Mais quand les premiers Jeunes Gardes dévalèrent la passerelle pour les faire atteindre la terre ferme, ils ne devaient pas vraiment s'attendre à tomber sur ce qu'ils avaient en face d'eux. D'abord enthousiasme, les derniers commencèrent à se bousculer une fois que ceux de devant restaient sans voix, à regarder autour d'eux. Qu'est-ce qu'ils pouvaient bien faire ici, alors qu'ils devaient sa rendre dans un endroit qui était VIVANT, pas sur une île qui semblait déserte. Muet et incapable de pouvoir comprendre, ils balayèrent des yeux les vastes étendues qui s'offraient à eux, tandis que les deux capitaines vinrent les rejoindre quelques instants plus tard, pour leur expliquer la situation. Ils allèrent droit au but, car de toute façon pour de nombreuses personnes au sein de l'Armée Populaire Communale, la Jeune Garde Socialiste était souvent composé de jeunes gauchistes ultra-volontariste : Ils avaient reçu l'ordre d'éviter que l'île ne tombe entre les mains d'une quelconque puissance impérialiste, voilà pourquoi il fallait impérativement se rendre ici, s'établir et prouver au monde entier que l'Oustrie défendrait d'une façon ou d'une autre ceux et celles qui sont menacés par l'impérialisme rampant. Au terme de ce mini-discours, il n'y eu pas de protestation?. Orgueilleux par nature, les Jeunes Gardes pensaient souvent que les personnes plus âgés/gradés les prenaient pour des moins que rien. Là, ils auraient la possibilité de pouvoir montrer et quoi ils étaient capable. Sans plus attendre et remis de leur incrédulité passagère, plusieurs personnes sortirent des rangs et se mirent à crier de toute leur force pour mettre un peu d'ordre et de discipline dans cette cohue qu'ils avaient en face d'eux.

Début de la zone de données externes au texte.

PR #47, opened 2024-06-07
Avoid to use stack when not needed

gildub:
Removes unnecessary call on the stack.
Definitely not a big deal and although it looks more tidy it's not just about cosmetic.


carlosthe19916:
I personally prefer the "return" statements as it makes easier to read the code, but I have no strong opinion in this case, so let's merge it :) . Thanks Gilles!

carlosthe19916 (approved):

PR #67, opened 2024-06-20
task: refactor model namings and query locations

carlosthe19916:
No functional change, only refactoring code:

- Rename some models to be more verbose
- Move some query functions to their appropriate files
- Order some rest functions within the same file


gildub (approved):
LGTM

PR #70, opened 2024-06-24
Fix: UTC time to active importers

gildub:
Add /src/app/dayjs.ts with common options
Add UTC time to importers 
Add `formatDateTime` function

Fix https://github.com/trustification/trustify-ui/issues/68

Screenshot from 2024-06-24 15-22-21

### DIFF
--- a/client/src/app/dayjs.ts
+++ b/client/src/app/dayjs.ts
@@ -3,12 +3,10 @@ import isSameOrBefore from "dayjs/plugin/isSameOrBefore";
 import utc from "dayjs/plugin/utc";
 import timezone from "dayjs/plugin/timezone";
 import customParseFormat from "dayjs/plugin/customParseFormat";
-import relativeTime from "dayjs/plugin/relativeTime";
-import localizedFormat from "dayjs/plugin/localizedFormat";
+import arraySupport from "dayjs/plugin/arraySupport";
 
 dayjs.extend(utc);
 dayjs.extend(timezone);
 dayjs.extend(customParseFormat);
 dayjs.extend(isSameOrBefore);
-dayjs.extend(relativeTime);
-dayjs.extend(localizedFormat);
+dayjs.extend(arraySupport);
--- a/client/src/app/dayjs.ts
+++ b/client/src/app/dayjs.ts
@@ -1,0 +1,14 @@
+import dayjs from "dayjs";
+import isSameOrBefore from "dayjs/plugin/isSameOrBefore";
+import utc from "dayjs/plugin/utc";
+import timezone from "dayjs/plugin/timezone";
+import customParseFormat from "dayjs/plugin/customParseFormat";
+import relativeTime from "dayjs/plugin/relativeTime";
+import localizedFormat from "dayjs/plugin/localizedFormat";
+
+dayjs.extend(utc);
+dayjs.extend(timezone);
+dayjs.extend(customParseFormat);
+dayjs.extend(isSameOrBefore);
+dayjs.extend(relativeTime);
+dayjs.extend(localizedFormat);
--- a/client/src/app/pages/advisory-details/vulnerabilities.tsx
+++ b/client/src/app/pages/advisory-details/vulnerabilities.tsx
@@ -130,14 +130,10 @@ export const Vulnerabilities: React.FC<VulnerabilitiesProps> = ({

Par chef de colonne, ils firent rapidement l'appel sous l'œil amusé des matelots de la Marine Communale, se roulant des cigarettes devant cette martialité qui avait le dont de les faire rire. Pourtant du côté de la Jeune Garde Socialiste, on se prenait réellement au sérieux et on remontait rapidement dans les navires pour chercher ses affaires, chercher tout le nécessaire pour établir un campement en attendant que les autorités compétentes puissent venir leur apporter un soutien, de l'aide et mieux les encadrer. Arrivé en trombes, ils étaient entrain de faire des aller-retour dans le même tempo. En quelques instants, tout le matériel nécessaire pour établir un petit campement avait été ramené et comble de chance, quelques Jeunes Gardes avaient eu la bonne idée... d'emporter quelques armes avec eux, sans doute par précaution et parce qu'ils avaient l'habitude de toujours en porter sur eux quand ils défilaient. Du côté de la Marine Communale, on retransmit la situation aux autorités de Dzerjinvo en attendant d'en savoir un peu plus sur leurs objectifs, leurs buts et quand est-ce qu'ils allaient avoir de vrais personnes formés pour ce genre de mission. En attendant, ils allaient devoir cohabiter avec cette cohue de Jeunes Gardes excités, impétueux et prêt à relever tout les défis possible.